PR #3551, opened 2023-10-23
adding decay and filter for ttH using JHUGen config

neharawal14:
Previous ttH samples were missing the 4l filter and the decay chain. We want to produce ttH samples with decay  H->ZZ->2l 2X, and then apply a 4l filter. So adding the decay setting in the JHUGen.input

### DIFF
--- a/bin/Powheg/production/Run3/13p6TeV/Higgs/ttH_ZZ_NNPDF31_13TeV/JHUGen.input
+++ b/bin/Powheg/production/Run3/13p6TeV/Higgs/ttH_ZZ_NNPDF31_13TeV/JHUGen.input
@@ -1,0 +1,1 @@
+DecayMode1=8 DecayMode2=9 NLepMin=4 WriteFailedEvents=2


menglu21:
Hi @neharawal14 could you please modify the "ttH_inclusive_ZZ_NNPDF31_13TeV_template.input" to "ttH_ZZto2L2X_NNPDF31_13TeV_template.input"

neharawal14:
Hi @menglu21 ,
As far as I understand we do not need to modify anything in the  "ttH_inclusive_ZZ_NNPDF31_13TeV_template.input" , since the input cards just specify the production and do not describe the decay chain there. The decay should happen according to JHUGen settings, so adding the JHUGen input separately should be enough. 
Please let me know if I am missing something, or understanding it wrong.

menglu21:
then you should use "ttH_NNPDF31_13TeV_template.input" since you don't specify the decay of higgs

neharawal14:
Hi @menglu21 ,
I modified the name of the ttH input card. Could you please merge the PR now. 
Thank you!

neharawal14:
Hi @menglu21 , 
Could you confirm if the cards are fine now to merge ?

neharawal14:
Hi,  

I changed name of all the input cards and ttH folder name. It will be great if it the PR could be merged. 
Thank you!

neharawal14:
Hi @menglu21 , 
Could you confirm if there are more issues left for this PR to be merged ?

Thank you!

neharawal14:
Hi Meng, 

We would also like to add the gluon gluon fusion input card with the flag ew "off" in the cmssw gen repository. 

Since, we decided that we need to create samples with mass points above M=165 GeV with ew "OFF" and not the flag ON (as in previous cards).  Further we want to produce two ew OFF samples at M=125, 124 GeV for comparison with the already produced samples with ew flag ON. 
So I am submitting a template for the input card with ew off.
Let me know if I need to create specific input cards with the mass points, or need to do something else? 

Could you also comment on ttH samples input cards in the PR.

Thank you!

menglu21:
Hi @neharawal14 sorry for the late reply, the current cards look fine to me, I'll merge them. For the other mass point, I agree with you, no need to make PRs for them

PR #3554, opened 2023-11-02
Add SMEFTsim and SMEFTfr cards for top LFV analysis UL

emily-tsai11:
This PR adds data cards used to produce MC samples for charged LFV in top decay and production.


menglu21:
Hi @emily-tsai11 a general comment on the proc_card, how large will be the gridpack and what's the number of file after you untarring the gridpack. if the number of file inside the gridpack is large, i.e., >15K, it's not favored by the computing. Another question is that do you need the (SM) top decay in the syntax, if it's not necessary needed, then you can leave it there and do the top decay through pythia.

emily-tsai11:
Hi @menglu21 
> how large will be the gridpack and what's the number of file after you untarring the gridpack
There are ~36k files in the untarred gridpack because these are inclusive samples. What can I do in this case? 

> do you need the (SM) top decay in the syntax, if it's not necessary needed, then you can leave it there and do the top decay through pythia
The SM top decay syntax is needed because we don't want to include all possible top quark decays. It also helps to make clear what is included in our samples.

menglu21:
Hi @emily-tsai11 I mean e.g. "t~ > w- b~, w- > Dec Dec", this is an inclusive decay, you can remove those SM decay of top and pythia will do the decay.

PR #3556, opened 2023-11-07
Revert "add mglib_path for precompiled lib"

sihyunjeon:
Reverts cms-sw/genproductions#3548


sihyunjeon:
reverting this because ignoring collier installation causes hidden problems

==

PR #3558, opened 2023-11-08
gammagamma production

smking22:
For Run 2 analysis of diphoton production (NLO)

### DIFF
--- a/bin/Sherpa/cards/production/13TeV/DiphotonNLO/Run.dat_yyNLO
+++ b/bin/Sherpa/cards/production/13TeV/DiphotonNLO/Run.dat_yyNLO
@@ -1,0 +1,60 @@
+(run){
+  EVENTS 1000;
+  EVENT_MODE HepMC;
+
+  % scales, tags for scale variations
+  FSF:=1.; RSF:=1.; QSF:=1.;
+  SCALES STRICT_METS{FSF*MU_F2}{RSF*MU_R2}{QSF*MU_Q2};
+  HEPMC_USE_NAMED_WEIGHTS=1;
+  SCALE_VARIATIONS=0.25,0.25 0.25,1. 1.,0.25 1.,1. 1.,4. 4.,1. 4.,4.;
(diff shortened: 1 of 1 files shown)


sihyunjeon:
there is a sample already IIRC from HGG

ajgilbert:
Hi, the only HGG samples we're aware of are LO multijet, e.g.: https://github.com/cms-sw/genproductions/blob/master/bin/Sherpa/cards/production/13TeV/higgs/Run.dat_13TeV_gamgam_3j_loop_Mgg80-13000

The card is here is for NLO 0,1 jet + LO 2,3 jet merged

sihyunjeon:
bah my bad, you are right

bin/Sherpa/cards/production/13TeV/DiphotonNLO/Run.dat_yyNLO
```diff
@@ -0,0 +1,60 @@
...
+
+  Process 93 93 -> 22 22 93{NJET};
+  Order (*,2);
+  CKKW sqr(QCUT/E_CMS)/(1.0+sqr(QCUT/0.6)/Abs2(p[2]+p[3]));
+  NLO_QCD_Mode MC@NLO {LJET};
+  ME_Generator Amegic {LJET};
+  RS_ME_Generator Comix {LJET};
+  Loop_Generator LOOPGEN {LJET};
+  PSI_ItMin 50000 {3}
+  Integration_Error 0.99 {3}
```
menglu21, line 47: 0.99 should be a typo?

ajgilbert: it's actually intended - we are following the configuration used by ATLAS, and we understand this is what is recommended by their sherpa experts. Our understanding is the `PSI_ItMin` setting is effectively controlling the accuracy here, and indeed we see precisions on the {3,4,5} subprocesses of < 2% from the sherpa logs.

--

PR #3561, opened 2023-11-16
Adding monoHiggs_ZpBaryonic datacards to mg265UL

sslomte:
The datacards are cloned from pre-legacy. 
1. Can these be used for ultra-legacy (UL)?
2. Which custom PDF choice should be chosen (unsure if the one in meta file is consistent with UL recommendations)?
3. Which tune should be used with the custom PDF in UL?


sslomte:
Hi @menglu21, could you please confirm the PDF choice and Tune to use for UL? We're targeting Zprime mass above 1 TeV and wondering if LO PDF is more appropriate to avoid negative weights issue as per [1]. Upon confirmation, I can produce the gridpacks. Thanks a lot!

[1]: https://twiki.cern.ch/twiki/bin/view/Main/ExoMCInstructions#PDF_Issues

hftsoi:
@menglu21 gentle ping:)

PROBLEM TO SOLVE: Tell how many lines in the listing include the string "necessary", and write nothing but that number.

THE COMPLETED TASK: 2